Locate the word "CLIs" in the entries below, then gather every line that holds it.

Saved data entries
+ + + + +

PR #6, opened 2020-07-06
Sketch for some command line tools in the toolbox.

kousu:
This demonstrates how to make a CLI that thinly wraps some library code in your package.

The CLIs I made are based on sections of the flowchart at https://www.shimming-toolbox.org/1_overview/2_flowchart/. I think it's likely that they will be soon/eventually deleted and replaced by scripts that perform a larger block of the MRI shimming process in one step -- calling the (currently empty) library functions in the process. But having a ready-made CLI is really good for experimentation on different datasets as you develop the library functions.

### DIFF
--- a/setup.py
+++ b/setup.py
@@ -26,8 +26,8 @@ setup(
     keywords="",
     entry_points={
         'console_scripts': [
-            "shim-referencemaps=shimmingtoolbox.cli.referencemaps:main",
-            "shim-b0maps=shimmingtoolbox.cli.b0maps:main"
+            "shim-referencemaps=shimmingtoolbox.cli.referencemap:main",
+            "shim-b0maps=shimmingtoolbox.cli.b0map:main"
         ]
     },
     packages=find_packages(exclude=["contrib", "docs", "tests"]),
--- a/setup.py
+++ b/setup.py
@@ -26,7 +26,7 @@ setup(
     keywords="",
     entry_points={
         'console_scripts': [
-            "shim-referencemaps=shimmingtoolbox.cli.referencemap:main",
+            "shim-referencemaps=shimmingtoolbox.cli.referencemaps:main",
             "shim-b0maps=shimmingtoolbox.cli.b0map:main"
         ]
     },
--- a/setup.py
+++ b/setup.py
@@ -24,6 +24,12 @@ setup(
     author="NeuroPoly Lab, Polytechnique Montreal",
     author_email="neuropoly@googlegroups.com",
     keywords="",
+    entry_points={
+        'console_scripts': [
+            "shim-referencemaps=shimmingtoolbox.cli.referencemaps:main",
+            "shim-b0maps=shimmingtoolbox.cli.b0maps:main"
+        ]
+    },
     packages=find_packages(exclude=["contrib", "docs", "tests"]),
     install_requires=install_reqs,
     package_dir={"shimmingtoolbox": "shimmingtoolbox"},
--- a/shimmingtoolbox/b0map.py
+++ b/shimmingtoolbox/b0map.py
@@ -1,0 +1,4 @@
+
+
+def b0map(*args, **kwargs):
+    raise NotImplementedError()
--- a/shimmingtoolbox/cli/b0map.py
+++ b/shimmingtoolbox/cli/b0map.py
@@ -1,0 +1,27 @@
+#!/usr/bin/env python3
+
+import logging
+
+import click
+
+from .. import b0map
+
+@click.command()
+@click.option("--verbose", is_flag=True, help="Be more verbose.")
+@click.option("--coilshims", help="Output hardware-shim calibration.")
+@click.option("--pulseseq", help="Output pulse-sequence calibration.")
+@click.argument("input", type=click.Path(exists=True, file_okay=False))
+@click.argument("output", type=click.Path(exists=False))
+def main(verbose, coilshims, pulseseq, input, output):
+    """
+    Compute b0 fieldmap OUTPUT from a folder of dicom files INPUT.
+    """
+    if verbose:
+        logging.getLogger().setLevel(logging.INFO)
+    logging.info(f'{coilshims}, {pulseseq}, {input}, {output}')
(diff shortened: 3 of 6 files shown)


setup.py
```diff
@@ -16,7 +16,7 @@
 
 setup(
     name="shimmingtoolbox",
-    python_requires=">=3.7",
+    python_requires=">=3.6",
```
kousu, line 19: I changed this to support Ubuntu Xenial (which is one of the machines I'm on). It's not strictly necessary; relying on 3.7+ has some benefits afterall.

setup.py
```diff
@@ -25,6 +25,12 @@
     author_email="neuropoly@googlegroups.com",
     keywords="",
     packages=find_packages(exclude=["contrib", "docs", "tests"]),
+    entry_points={
+        'console_scripts': [
+            "shim-referencemaps=shimmingtoolbox.cli.referencemaps:main",
+            "shim-b0maps=shimmingtoolbox.cli.b0maps:main"
```
kousu, line 31: Maybe the scripts should just be "referencemaps" and "b0maps"? :shrug: 

I wish `scripts=` worked still.

shimmingtoolbox/b0map.py
```diff
@@ -0,0 +1,4 @@
+
```
kousu, line 1: This should have a docstring
```suggestion
"""
Compute b0 maps from ...

See: arxiv.org/whatever, plosone.org/whatever, etc
```

setup.py
po09i: Any reason why `shim-` is added before the function name?

jcohenadad: we should probably settle on a "shimming-toolbox" prefix. How about `st_`? or do we want something more explicit? like `shimtool_`?
also: separation with _ or - ?

po09i: I like `st-` better because it is faster but I'm open to other opinions

jcohenadad: traditionally in the lab we go with snake_case for CLI commands, but i'm happy to reconsider "-" for word separators. it is definitely faster

kousu: It's just to keep the collection of related tools together. There isn't a namespace system for command line commands, so lots of projects that are made of small related tools do this.

Sticking with snake_case makes the python names and the unix names compatible, so my vote is `st_`.

jcohenadad: > Sticking with snake_case makes the python names and the unix names compatible, so my vote is st_

out of curiosity, why wouldn't `st-` be python and unix compatible?  is it because "-" could be interpreted as "minus" in python? (it shouldn't because we are not calling CLI names inside code, are we?)

po09i: Snake_case also works

gab-berest: I also like better the "_" by habits. Also a convention for C like programming languages like Python is to use the underscore for exactly the idea of minus symbol since minus operation doesn't need to have spaces before or after the symbol (From what I know)

shimmingtoolbox/cli/b0map.py
```diff
@@ -0,0 +1,27 @@
...
+
+from .. import b0map
+
+@click.command()
+@click.option("--verbose", is_flag=True, help="Be more verbose.")
+@click.option("--coilshims", help="Output hardware-shim calibration.")
+@click.option("--pulseseq", help="Output pulse-sequence calibration.")
+@click.argument("input", type=click.Path(exists=True, file_okay=False))
+@click.argument("output", type=click.Path(exists=False))
+def main(verbose, coilshims, pulseseq, input, output):
```
gab-berest, line 15: Shouldn't it be called another name since main is the normally called automatically. Shouldn't it be a specific function name and then called in the if __name == '__main__'?

shimmingtoolbox/cli/referencemaps.py
```diff
@@ -0,0 +1,27 @@
...
+@click.command()
+@click.option("--verbose", is_flag=True, help="Be more verbose.")
+@click.argument("inputs", required=True, nargs=-1, type=click.File('rb'))
+@click.argument("output", type=click.Path(exists=False))
+def main(verbose, inputs, output):
+    """
+    Compute a reference field b0 fieldmap OUTPUT from a folder of dicom files INPUT.
+    """
+    if verbose:
+        logging.getLogger().setLevel(logging.INFO)
```
gab-berest, line 18: should we decide the logger levels to use since there's a lot. ERROR and INFO are straight forward but like what would be a CRITICAL or a WARNING?

shimmingtoolbox/cli/b0map.py
kousu: @gab-berest main() is never called automatically. It's only called automatically if you write:

```
if __name__ == '__main__':
    main()
```

Aside, that unfortunately suffers under python3's [import rule](https://www.python.org/dev/peps/pep-0328/#relative-imports-and-name), so it's sort of fallen out of favour, being replaced by setup.py's `console_scripts`:

```
entry_points={
  'console_scripts':
    {'b0map': 'shimmingtoolbox.cli.b0map:main'}
}
```

but again that's not automatic, that's explicitly telling python to call it.

shimmingtoolbox/cli/referencemaps.py
kousu: My thinking about logging is that Golang is right: [log levels are unhelpful](https://dave.cheney.net/2015/11/05/lets-talk-about-logging).

This gives three levels of output: print()s, to show the normal course of output, verbose logging, to show details that might help a user debug why it's not working for them, and exceptions, which immediately exit with an error. Any more is unhelpfully splitting hairs, I think.

po09i (approved):
I looked at the code, as you mentioned most scripts will eventually be removed. This helps a lot to get started with CLIs so I think we can merge and base our future command line scripts to this template.

jcohenadad:
> I looked at the code, as you mentioned most scripts will eventually be removed. This helps a lot to get started with CLIs so I think we can merge and base our future command line scripts to this template.

maybe address the "easy" comments so they won't have to be done again in the future, e.g. https://github.com/shimming-toolbox/shimming-toolbox-py/pull/6/files#r450144812

jcohenadad:
good to merge @kousu ?

jcohenadad (approved):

+ + + + +

### ANSWER BOX
The CLIs I made are based on sections of the flowchart at https://www.shimming-toolbox.org/1_overview/2_flowchart/. I think it's likely that they will be soon/eventually deleted and replaced by scripts that perform a larger block of the MRI shimming process in one step -- calling the (currently empty) library functions in the process. But having a ready-made CLI is really good for experimentation on different datasets as you develop the library functions.
I looked at the code, as you mentioned most scripts will eventually be removed. This helps a lot to get started with CLIs so I think we can merge and base our future command line scripts to this template.
> I looked at the code, as you mentioned most scripts will eventually be removed. This helps a lot to get started with CLIs so I think we can merge and base our future command line scripts to this template.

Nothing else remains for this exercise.